### ASSIGNMENT
Below is a listing. Gather each line of it that contains "available".

### EXTRACTED MATERIAL
━━━━━━
Issue #88, opened 2024-03-13
Update launch training for multi GPU training


Ssukriti:
## Is your feature request related to a problem? Please describe.

Currently l[aunch training used in dockerfile ](https://github.com/foundation-model-stack/fms-hf-tuning/tree/main/build)for integration with rest of stack only supports python jobs for single GPU training. This issue is to update the script with accelerate for launching multi GPU tuning. 

## Describe the solution you'd like

1. As issue #87 is done, also update launch_training.py to use the same
2. Test docker image with multi GPU training

PR #98, opened 2024-03-25
feat: update launch training with accelerate for multi-gpu

anhuong:
### Description of the change

- Adds additional script that parses params for `accelerate launch` which calls original launch_training to support multi (and single) GPU tuning
- Dockerfile changes:
   - Add new script and default FSDP config to image
   - Give tuning user ownership of /tmp dir - helps with running fms-hf-tuning code
   - Update default command to run accelerate launch script
- Update logging messages launch_training

### Related issue number

closes: #88 

### How to verify the PR

Tested script running fine tuning on multi-GPU cluster for large models that required loading on multi-GPUs to run. Ran with the default FSDP config provided.

Testing with FSDP, 3 GPUs, FT with granite-13b-instruct-v2' model:

```sh
# ran script in pod connected to 3 GPUs with debug logging set
$ python /app/accelerate_launch.py 

# Input params parsed
INFO:root:Using multi-GPU configs: {'num_machines': 1, 'num_processes': 3, 'main_process_port': 1234, 'config_file': '/tmp/fms-hf-tuning/fixtures/accelerate_fsdp_defaults.yaml'}
DEBUG:root:multi_gpu_args: ['--num_machines', '1', '--num_processes', '3', '--main_process_port', '1234', '--config_file', '/tmp/fms-hf-tuning/fixtures/accelerate_fsdp_defaults.yaml', '/app/launch_training.py']
/usr/local/lib/python3.11/site-packages/accelerate/utils/launch.py:232: FutureWarning: `fsdp_backward_prefetch_policy` is deprecated and will be removed in version 0.27.0 of 🤗 Accelerate. Use `fsdp_backward_prefetch` instead
  warnings.warn(
INFO:root:Using nproc_per_node=3.

# note that below you see launch_training script triggered 3 times
INFO:root:Attempting to launch training script
INFO:root:Attempting to launch training script
INFO:root:Attempting to launch training script

# note that below is also printed 3 times for each process running launch_training script
DEBUG:root:Input params parsed: {'multiGPU': {'num_machines': 1, 'num_processes': 3, 'main_process_port': 1234, 'config_file': '/tmp/fms-hf-tuning/fixtures/accelerate_fsdp_defaults.yaml'}, 'model_name_or_path': '/granite-pvc/granite-13b-instruct-v2', 'training_data_path': 'twitter_complaints.json', 'output_dir': 'granite-13b-instruct-v2-ft-multigpu', 'num_train_epochs': 5.0, 'per_device_train_batch_size': 4, 'per_device_eval_batch_size': 4, 'gradient_accumulation_steps': 4, 'evaluation_strategy': 'no', 'save_strategy': 'epoch', 'learning_rate': 0.03, 'weight_decay': 0.0, 'lr_scheduler_type': 'cosine', 'logging_steps': 1.0, 'packing': False, 'include_tokens_per_second': True, 'response_template': '\n### Label:', 'dataset_text_field': 'output', 'use_flash_attn': False, 'torch_dtype': 'bfloat16', 'tokenizer_name_or_path': '/granite-pvc/granite-13b-instruct-v2'}

# includes lots of logs on cuda fsdp resource usage
[rank0]:[2024-03-22 21:21:45,850] torch.distributed.fsdp._debug_utils: [WARNING] FSDP _optim_state_dict() profiling:  defaultdict(<class 'float'>, {'preprocessing': 0.04680833197198808, 'preprocessing_with_comm': 0.003385562915354967, <Type.ALLGATHER_OBJ: 'all_gather_object'>: 0.11370941274799407, <Type.ALLGATHER: 'all_gather'>: 0.40186795219779015, <Type.D2H: 'D2H'>: 22.668807602720335, <Type.RESHARDING: 'resharding'>: 23.291323721176013, 'state_converting': 23.29437973885797, <Type.ALL: 'all'>: 23.34716020594351})

....
# successful tuning
INFO:root:Copying last checkpoint checkpoint-5 into output dir /platform-testing-cos/anhuong/granite-13b-instruct-v2-ft-multigpu
{'train_runtime': 502.18, 'train_samples_per_second': 0.498, 'train_steps_per_second': 0.01, 'train_tokens_per_second': 10.833, 'train_loss': 109.41771049499512, 'epoch': 4.0}
INFO:root:Copying last checkpoint checkpoint-5 into output dir /platform-testing-cos/anhuong/granite-13b-instruct-v2-ft-multigpu
100%|███████████████████████████████████████████████████████████████████████████████| 5/5 [08:21<00:00, 70.52s/it]DEBUG:aim.sdk.run:Closing resource <aim.ext.resource.tracker.ResourceTracker object at 0x7fd54ce67710>

$ ls granite-13b-instruct-v2-ft-multigpu
config.json			  model-00005-of-00006.safetensors  rng_state_1.pth	     train_loss.jsonl
generation_config.json		  model-00006-of-00006.safetensors  rng_state_2.pth	     trainer_state.json
model-00001-of-00006.safetensors  model.safetensors.index.json	    scheduler.pt	     training_args.bin
model-00002-of-00006.safetensors  optimizer.bin			    special_tokens_map.json
model-00003-of-00006.safetensors  pytorch_model_fsdp.bin	    tokenizer.json
model-00004-of-00006.safetensors  rng_state_0.pth		    tokenizer_config.json
```

multi-gpu shown in nvidia-smi output:
```sh
# note 3 processes running launch_training script
$ ps aux
USER         PID %CPU %MEM    VSZ   RSS TTY      STAT START   TIME COMMAND
tuning         1  0.0  0.0   5320  2520 ?        Ss   20:51   0:00 /usr/bin/coreutils --coreutils-prog-shebang=sle
tuning        19  0.0  0.0   4920  4092 pts/0    Ss   20:52   0:00 bash
tuning       378  1.7  0.0 5948140 459388 pts/0  Sl+  21:11   0:03 python /app/accelerate_launch.py
tuning       444 51.0  2.0 127945092 27616120 ?  Rsl  21:11   1:44 /bin/python -u /app/launch_training.py
tuning       445 41.8  0.1 104744860 1518380 ?   Rsl  21:11   1:25 /bin/python -u /app/launch_training.py
tuning       446 41.7  0.1 101277092 1509280 ?   Rsl  21:11   1:25 /bin/python -u /app/launch_training.py
tuning       491  0.0  0.0   4840  4020 pts/1    Ss   21:12   0:00 bash
tuning       585  0.0  0.0   7536  3480 pts/1    R+   21:15   0:00 ps aux

# initial loading of the model
Fri Mar 22 21:15:15 2024       
+---------------------------------------------------------------------------------------+
| NVIDIA-SMI 535.104.05             Driver Version: 535.104.05   CUDA Version: 12.2     |
|-----------------------------------------+----------------------+----------------------+
| GPU  Name                 Persistence-M | Bus-Id        Disp.A | Volatile Uncorr. ECC |
| Fan  Temp   Perf          Pwr:Usage/Cap |         Memory-Usage | GPU-Util  Compute M. |
|                                         |                      |               MIG M. |
|=========================================+======================+======================|
|   0  NVIDIA A100-SXM4-80GB          On  | 00000000:0A:04.0 Off |                    0 |
| N/A   30C    P0              84W / 400W |  75997MiB / 81920MiB |     22%      Default |
|                                         |                      |             Disabled |
+-----------------------------------------+----------------------+----------------------+
|   1  NVIDIA A100-SXM4-80GB          On  | 00000000:0C:05.0 Off |                    0 |
| N/A   32C    P0             105W / 400W |  75717MiB / 81920MiB |    100%      Default |
|                                         |                      |             Disabled |
+-----------------------------------------+----------------------+----------------------+
|   2  NVIDIA A100-SXM4-80GB          On  | 00000000:0C:06.0 Off |                    0 |
| N/A   30C    P0             113W / 400W |  75809MiB / 81920MiB |     99%      Default |
|                                         |                      |             Disabled |
+-----------------------------------------+----------------------+----------------------+

# running fine tuning
Fri Mar 22 21:22:03 2024       
+---------------------------------------------------------------------------------------+
| NVIDIA-SMI 535.104.05             Driver Version: 535.104.05   CUDA Version: 12.2     |
|-----------------------------------------+----------------------+----------------------+
| GPU  Name                 Persistence-M | Bus-Id        Disp.A | Volatile Uncorr. ECC |
| Fan  Temp   Perf          Pwr:Usage/Cap |         Memory-Usage | GPU-Util  Compute M. |
|                                         |                      |               MIG M. |
|=========================================+======================+======================|
|   0  NVIDIA A100-SXM4-80GB          On  | 00000000:0A:04.0 Off |                    0 |
| N/A   29C    P0              71W / 400W |  75999MiB / 81920MiB |      0%      Default |
|                                         |                      |             Disabled |
+-----------------------------------------+----------------------+----------------------+
|   1  NVIDIA A100-SXM4-80GB          On  | 00000000:0C:05.0 Off |                    0 |
| N/A   32C    P0              90W / 400W |  75717MiB / 81920MiB |    100%      Default |
|                                         |                      |             Disabled |
+-----------------------------------------+----------------------+----------------------+
|   2  NVIDIA A100-SXM4-80GB          On  | 00000000:0C:06.0 Off |                    0 |
| N/A   29C    P0              95W / 400W |  75809MiB / 81920MiB |    100%      Default |
|                                         |                      |             Disabled |
+-----------------------------------------+----------------------+----------------------+
```

### Was the PR tested

### DIFF
--- a/build/Dockerfile
+++ b/build/Dockerfile
@@ -116,6 +116,9 @@ COPY launch_training.py /app
 RUN chmod +x /app/launch_training.py
 COPY accelerate_launch.py /app
 RUN chmod +x /app/accelerate_launch.py
+COPY accelerate_fsdp_defaults.yaml /app
+
+ENV FSDP_DEFAULTS_FILE_PATH="/app/accelerate_fsdp_defaults.yaml"
 
 # Need a better way to address this hack
 RUN touch /.aim_profile && \
--- a/build/Dockerfile
+++ b/build/Dockerfile
@@ -114,6 +114,8 @@ COPY LICENSE /licenses/
 
 COPY launch_training.py /app
 RUN chmod +x /app/launch_training.py
+COPY accelerate_launch.py /app
+RUN chmod +x /app/accelerate_launch.py
 
 # Need a better way to address this hack
 RUN touch /.aim_profile && \
--- a/build/Dockerfile
+++ b/build/Dockerfile
@@ -125,8 +125,8 @@ RUN touch /.aim_profile && \
 
 # create tuning user and give ownership to dirs
 RUN useradd -u $USER_UID tuning -m -g 0 --system && \
-    chown -R $USER:0 /app && \
-    chmod -R g+rwX /app
+    chown -R $USER:0 /app /tmp/fms-hf-tuning && \
+    chmod -R g+rwX /app /tmp/fms-hf-tuning
 
 WORKDIR /app
 USER ${USER}
--- a/build/Dockerfile
+++ b/build/Dockerfile
@@ -109,7 +109,7 @@ RUN mkdir -p /licenses
 COPY LICENSE /licenses/
 
 # Copy scripts and default configs
-COPY launch_training.py accelerate_launch.py accelerate_fsdp_defaults.yaml /app/
+COPY build/launch_training.py build/accelerate_launch.py fixtures/accelerate_fsdp_defaults.yaml /app/
 RUN chmod +x /app/launch_training.py /app/accelerate_launch.py
 
 ENV FSDP_DEFAULTS_FILE_PATH="/app/accelerate_fsdp_defaults.yaml"
--- a/build/Dockerfile
+++ b/build/Dockerfile
@@ -112,11 +112,9 @@ RUN git clone https://github.com/foundation-model-stack/fms-hf-tuning.git && \
 RUN mkdir -p /licenses
 COPY LICENSE /licenses/
 
-COPY launch_training.py /app
-RUN chmod +x /app/launch_training.py
-COPY accelerate_launch.py /app
-RUN chmod +x /app/accelerate_launch.py
-COPY accelerate_fsdp_defaults.yaml /app
+# Copy scripts and default configs
+COPY launch_training.py accelerate_launch.py accelerate_fsdp_defaults.yaml /app/
+RUN chmod +x /app/launch_training.py /app/accelerate_launch.py
 
 ENV FSDP_DEFAULTS_FILE_PATH="/app/accelerate_fsdp_defaults.yaml"
 
@@ -128,8 +126,8 @@ RUN touch /.aim_profile && \
 
 # create tuning user and give ownership to dirs
 RUN useradd -u $USER_UID tuning -m -g 0 --system && \
-    chown -R $USER:0 /app /tmp/fms-hf-tuning && \
-    chmod -R g+rwX /app /tmp/fms-hf-tuning
+    chown -R $USER:0 /app /tmp && \
+    chmod -R g+rwX /app /tmp
 
 WORKDIR /app
 USER ${USER}
--- a/build/Dockerfile
+++ b/build/Dockerfile
@@ -132,4 +132,4 @@ RUN useradd -u $USER_UID tuning -m -g 0 --system && \
 WORKDIR /app
 USER ${USER}
 
-CMD [ "tail", "-f", "/dev/null" ]
+CMD [ "python", "/app/accelerate_launch.py" ]
--- a/build/README.md
+++ b/build/README.md
@@ -1,0 +1,164 @@
+# Building fms-hf-tuning as an Image
+
+The Dockerfile provides a way of running fms-hf-tuning SFT Trainer. It installs the dependencies needed and adds two additional scripts that helps to parse arguments to pass to SFT Trainer. The `accelerate_launch.py` script is run by default when running the image to trigger SFT trainer for single or multi GPU by parsing arguments and running `accelerate launch launch_training.py`. 
+
+## Configuration
+
+The scripts accept a JSON formatted config which are set by environment variables. `SFT_TRAINER_CONFIG_JSON_PATH` can be set to the mounted path of the JSON config. Alternatively, `SFT_TRAINER_CONFIG_JSON_ENV_VAR` can be set to the encoded JSON config using the below function:
+
+```py
+import base64
+
+ def encode_json(my_json_string):
+    base64_bytes = base64.b64encode(my_json_string.encode("ascii"))
+    txt = base64_bytes.decode("ascii")
+    return txt
+```
+
+The keys for the JSON config are all of the flags available to use with [SFT Trainer](https://huggingface.co/docs/trl/sft_trainer#trl.SFTTrainer).
+
+For configuring `accelerate launch`, use key `multiGPU` and pass the set of flags accepted by [accelerate launch](https://huggingface.co/docs/accelerate/package_reference/cli#accelerate-launch).
+
+For example, the below config is used for running with two GPUs and FSDP for PEFT tuning:
+
+Note that `num_processes` which is the total number of processes to be launched in parallel,should match the number of GPUs to run on.
+
+```json
+{
+    "multiGPU": {
+        "num_machines": 1,
+        "main_process_port": 1234,
+        "num_processes": 2,
+        "use_fsdp": true,
+        "fsdp_backward_prefetch_policy": "TRANSFORMER_BASED_WRAP",
+        "fsdp_sharding_strategy": 1,
+        "fsdp_state_dict_type": "FULL_STATE_DICT",
+        "fsdp_cpu_ram_efficient_loading": true,
+        "fsdp_sync_module_states": true
+    },
+    "model_name_or_path": "/llama/7B",
+    "training_data_path": "/data/twitter_complaints.json",
+    "output_dir": "/output/llama-7b-pt-multigpu",
+    "num_train_epochs": 5.0,
+    "per_device_train_batch_size": 4,
+    "per_device_eval_batch_size": 4,
+    "gradient_accumulation_steps": 4,
+    "save_strategy": "epoch",
+    "learning_rate": 0.03,
+    "weight_decay": 0.0,
+    "lr_scheduler_type": "cosine",
+    "logging_steps": 1.0,
+    "packing": false,
+    "include_tokens_per_second": true,
+    "response_template": "\n### Label:",
+    "dataset_text_field": "output",
+    "use_flash_attn": false,
+    "torch_dtype": "bfloat16",
+    "tokenizer_name_or_path": "/llama/7B"
+}
+```
+
+When `multiGPU` is set, the [FSDP config](https://github.com/foundation-model-stack/fms-hf-tuning/blob/main/fixtures/accelerate_fsdp_defaults.yaml) is used by default. Any of these values can be overwritten by passing in flags via the JSON config or by passing in your own config file using key `config_file`.
+
+If `multiGPU` is set and `num_processes` is not explicitly set, the number of processes/GPUs will be determined by the number of GPUs available via `torch.cuda.device_count()`.
+
+If `multiGPU` is not set, the script will assume single-GPU and run with `num_processes=1`. The number of GPUs used can also be set by setting environment variable `CUDA_VISIBLE_DEVICES`.
+
+
+## Building the Image
+
+With docker, build the image with:
+
+```sh
+docker build . -t sft-trainer:mytag
+```
+
+## Running the Image
+
+Run sft-trainer-image with the JSON env var and mounts set up.
+
+```sh
+docker run -v config.json:/app/config.json -v $MODEL_PATH:/model -v $TRAINING_DATA_PATH:/data/twitter_complaints.json --env SFT_TRAINER_CONFIG_JSON_PATH=/app/config.json sft-trainer:mytag
+```
+
+This will run `accelerate_launch.py` with the JSON config passed.
+
+An example Kubernetes Pod for deploying sft-trainer which requires creating PVCs with the model and input dataset and any mounts needed for the outputted tuned model:
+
━━━━━━
### SOLVED EXERCISE
+The keys for the JSON config are all of the flags available to use with [SFT Trainer](https://huggingface.co/docs/trl/sft_trainer#trl.SFTTrainer).
+If `multiGPU` is set and `num_processes` is not explicitly set, the number of processes/GPUs will be determined by the number of GPUs available via `torch.cuda.device_count()`.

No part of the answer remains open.